* **Dataset entries**:

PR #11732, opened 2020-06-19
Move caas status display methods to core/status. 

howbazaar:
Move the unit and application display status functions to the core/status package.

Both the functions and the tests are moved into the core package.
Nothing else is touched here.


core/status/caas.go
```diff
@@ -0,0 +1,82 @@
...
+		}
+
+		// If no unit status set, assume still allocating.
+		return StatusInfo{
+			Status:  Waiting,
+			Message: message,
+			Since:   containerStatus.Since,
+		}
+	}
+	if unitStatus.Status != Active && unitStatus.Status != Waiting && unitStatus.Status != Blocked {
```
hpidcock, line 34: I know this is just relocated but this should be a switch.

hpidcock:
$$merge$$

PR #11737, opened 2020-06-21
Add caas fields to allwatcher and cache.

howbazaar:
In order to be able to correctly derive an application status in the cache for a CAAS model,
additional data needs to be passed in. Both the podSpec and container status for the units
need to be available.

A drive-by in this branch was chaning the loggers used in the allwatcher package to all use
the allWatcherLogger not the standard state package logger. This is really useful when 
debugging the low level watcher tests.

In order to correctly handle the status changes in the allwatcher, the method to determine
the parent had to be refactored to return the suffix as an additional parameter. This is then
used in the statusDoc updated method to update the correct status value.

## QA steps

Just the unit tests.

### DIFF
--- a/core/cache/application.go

---

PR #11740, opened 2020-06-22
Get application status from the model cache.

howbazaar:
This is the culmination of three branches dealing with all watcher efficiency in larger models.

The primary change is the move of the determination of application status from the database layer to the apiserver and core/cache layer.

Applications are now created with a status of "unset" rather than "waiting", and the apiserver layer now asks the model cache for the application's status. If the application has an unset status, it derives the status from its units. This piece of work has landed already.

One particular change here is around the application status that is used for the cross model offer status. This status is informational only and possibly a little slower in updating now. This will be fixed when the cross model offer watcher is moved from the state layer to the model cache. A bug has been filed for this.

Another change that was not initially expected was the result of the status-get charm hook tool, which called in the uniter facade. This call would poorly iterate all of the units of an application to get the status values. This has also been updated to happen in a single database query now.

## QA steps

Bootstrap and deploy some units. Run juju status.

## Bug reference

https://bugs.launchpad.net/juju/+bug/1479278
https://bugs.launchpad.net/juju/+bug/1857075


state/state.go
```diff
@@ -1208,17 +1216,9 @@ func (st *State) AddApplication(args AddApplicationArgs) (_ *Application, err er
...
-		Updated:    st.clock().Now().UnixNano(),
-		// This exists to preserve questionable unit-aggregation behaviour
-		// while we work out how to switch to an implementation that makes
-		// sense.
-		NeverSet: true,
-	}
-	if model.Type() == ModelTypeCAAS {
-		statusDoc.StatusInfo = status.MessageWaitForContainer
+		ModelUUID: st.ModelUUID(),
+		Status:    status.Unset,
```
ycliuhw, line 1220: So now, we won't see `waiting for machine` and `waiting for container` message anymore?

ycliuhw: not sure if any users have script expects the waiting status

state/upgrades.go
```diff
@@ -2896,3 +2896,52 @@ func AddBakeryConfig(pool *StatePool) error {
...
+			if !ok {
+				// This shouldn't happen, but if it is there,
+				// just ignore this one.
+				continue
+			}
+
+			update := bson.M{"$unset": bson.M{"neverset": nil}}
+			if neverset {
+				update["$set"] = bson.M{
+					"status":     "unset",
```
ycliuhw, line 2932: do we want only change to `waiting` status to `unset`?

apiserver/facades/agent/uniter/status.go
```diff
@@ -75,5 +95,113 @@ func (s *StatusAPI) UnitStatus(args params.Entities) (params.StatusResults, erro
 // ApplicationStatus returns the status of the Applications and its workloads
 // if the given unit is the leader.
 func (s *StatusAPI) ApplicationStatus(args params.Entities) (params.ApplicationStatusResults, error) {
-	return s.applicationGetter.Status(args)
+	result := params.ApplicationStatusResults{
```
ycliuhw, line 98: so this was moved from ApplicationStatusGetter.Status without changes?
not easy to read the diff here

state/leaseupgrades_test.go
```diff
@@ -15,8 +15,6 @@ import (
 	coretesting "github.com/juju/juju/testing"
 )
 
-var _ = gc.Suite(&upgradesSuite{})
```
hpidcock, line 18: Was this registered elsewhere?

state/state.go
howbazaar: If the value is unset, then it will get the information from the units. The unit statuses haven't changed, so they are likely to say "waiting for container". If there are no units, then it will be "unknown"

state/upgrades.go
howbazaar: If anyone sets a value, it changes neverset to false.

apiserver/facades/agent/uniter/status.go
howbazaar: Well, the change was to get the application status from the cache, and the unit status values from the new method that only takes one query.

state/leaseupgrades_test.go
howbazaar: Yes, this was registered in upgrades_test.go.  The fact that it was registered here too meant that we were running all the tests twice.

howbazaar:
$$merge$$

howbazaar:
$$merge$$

* **Assignment**: From the entries above, give again exactly the lines running from the line with "Get application status from the model cache." to the line with "The primary change"; include both of those lines.

* **Written reply**:
Get application status from the model cache.

howbazaar:
This is the culmination of three branches dealing with all watcher efficiency in larger models.

The primary change is the move of the determination of application status from the database layer to the apiserver and core/cache layer.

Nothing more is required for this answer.